> WHAT THE TASK REQUIRES
A single number is the whole answer: the tally of lines in the data below that include the word "needs".

> WORKING DATA
------------------------------------------------------------

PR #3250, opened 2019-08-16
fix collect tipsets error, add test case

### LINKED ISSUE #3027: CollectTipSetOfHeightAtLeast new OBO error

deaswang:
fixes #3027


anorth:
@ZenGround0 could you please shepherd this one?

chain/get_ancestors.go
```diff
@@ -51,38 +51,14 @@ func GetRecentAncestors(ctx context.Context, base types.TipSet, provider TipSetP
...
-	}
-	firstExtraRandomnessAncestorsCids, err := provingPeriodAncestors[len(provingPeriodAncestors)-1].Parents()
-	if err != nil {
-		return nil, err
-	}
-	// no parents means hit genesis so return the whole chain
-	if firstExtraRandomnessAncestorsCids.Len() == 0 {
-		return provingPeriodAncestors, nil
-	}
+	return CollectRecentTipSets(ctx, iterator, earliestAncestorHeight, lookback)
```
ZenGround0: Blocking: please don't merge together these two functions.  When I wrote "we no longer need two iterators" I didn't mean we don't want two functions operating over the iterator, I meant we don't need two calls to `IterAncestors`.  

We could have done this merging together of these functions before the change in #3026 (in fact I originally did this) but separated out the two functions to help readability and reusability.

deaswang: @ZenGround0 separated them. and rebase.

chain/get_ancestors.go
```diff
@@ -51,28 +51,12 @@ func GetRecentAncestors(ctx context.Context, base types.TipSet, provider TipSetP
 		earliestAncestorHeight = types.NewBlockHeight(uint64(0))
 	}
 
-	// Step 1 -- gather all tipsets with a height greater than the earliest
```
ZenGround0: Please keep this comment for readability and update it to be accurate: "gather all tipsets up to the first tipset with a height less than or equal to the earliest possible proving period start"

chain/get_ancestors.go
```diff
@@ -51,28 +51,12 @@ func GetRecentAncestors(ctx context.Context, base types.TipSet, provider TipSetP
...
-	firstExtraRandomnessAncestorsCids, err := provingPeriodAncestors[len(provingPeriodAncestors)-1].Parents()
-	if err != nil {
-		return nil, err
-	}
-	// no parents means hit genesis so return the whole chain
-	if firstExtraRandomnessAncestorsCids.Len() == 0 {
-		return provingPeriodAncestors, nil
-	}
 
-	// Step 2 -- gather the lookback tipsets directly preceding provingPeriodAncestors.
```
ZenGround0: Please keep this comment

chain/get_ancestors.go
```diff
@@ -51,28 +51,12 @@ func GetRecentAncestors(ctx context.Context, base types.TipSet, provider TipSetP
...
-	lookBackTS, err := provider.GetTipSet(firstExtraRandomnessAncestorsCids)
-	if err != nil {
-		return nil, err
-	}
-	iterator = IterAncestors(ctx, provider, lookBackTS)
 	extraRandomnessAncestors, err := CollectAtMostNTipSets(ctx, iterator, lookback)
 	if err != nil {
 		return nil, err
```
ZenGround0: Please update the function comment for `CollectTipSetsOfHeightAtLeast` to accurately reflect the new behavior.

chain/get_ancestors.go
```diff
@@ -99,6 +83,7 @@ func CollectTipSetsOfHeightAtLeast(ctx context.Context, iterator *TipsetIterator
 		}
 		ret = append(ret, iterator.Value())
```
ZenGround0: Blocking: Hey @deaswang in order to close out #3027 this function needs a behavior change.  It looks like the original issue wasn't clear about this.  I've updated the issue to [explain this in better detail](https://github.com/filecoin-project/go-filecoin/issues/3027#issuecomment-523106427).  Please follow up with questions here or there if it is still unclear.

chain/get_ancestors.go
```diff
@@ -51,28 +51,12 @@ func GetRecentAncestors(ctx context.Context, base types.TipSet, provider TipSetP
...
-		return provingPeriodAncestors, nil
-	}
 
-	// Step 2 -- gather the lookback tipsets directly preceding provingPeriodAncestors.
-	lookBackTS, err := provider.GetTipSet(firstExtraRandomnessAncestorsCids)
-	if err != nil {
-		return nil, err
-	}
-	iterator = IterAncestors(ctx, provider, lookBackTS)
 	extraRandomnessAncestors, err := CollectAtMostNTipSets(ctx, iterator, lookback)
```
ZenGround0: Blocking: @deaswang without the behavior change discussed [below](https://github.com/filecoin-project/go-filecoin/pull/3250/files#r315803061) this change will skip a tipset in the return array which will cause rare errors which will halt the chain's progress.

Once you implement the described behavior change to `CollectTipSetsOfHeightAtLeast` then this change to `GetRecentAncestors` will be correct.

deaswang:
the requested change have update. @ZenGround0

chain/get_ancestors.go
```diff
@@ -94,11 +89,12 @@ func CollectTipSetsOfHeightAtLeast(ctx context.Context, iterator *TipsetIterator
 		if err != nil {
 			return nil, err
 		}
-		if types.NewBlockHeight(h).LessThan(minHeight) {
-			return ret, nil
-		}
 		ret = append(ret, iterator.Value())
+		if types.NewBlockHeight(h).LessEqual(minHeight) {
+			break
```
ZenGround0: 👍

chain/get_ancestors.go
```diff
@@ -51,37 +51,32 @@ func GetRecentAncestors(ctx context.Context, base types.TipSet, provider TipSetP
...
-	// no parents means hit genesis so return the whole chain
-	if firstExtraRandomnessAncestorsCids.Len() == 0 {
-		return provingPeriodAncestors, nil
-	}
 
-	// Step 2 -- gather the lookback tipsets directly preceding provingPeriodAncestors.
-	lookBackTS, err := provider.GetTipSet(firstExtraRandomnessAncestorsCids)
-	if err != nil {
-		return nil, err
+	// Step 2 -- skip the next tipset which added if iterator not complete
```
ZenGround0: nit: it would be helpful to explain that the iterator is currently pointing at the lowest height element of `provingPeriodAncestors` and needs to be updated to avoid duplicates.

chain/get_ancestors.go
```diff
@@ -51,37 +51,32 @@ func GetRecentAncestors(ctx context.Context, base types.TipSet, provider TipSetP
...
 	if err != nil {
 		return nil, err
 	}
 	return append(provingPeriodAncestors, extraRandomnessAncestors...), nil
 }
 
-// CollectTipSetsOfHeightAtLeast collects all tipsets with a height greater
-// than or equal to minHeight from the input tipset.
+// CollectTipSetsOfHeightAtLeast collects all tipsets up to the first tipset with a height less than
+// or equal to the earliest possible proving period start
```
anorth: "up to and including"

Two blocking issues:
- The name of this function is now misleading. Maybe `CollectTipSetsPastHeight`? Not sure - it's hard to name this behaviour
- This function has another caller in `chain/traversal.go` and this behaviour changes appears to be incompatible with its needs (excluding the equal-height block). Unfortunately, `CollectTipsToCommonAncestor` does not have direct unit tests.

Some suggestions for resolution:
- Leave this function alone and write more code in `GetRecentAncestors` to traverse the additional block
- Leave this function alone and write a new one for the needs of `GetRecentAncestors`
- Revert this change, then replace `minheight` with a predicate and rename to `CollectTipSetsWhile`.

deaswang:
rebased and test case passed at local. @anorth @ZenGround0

------------------------------------------------------------

> SOLUTION FOR THIS EXERCISE
4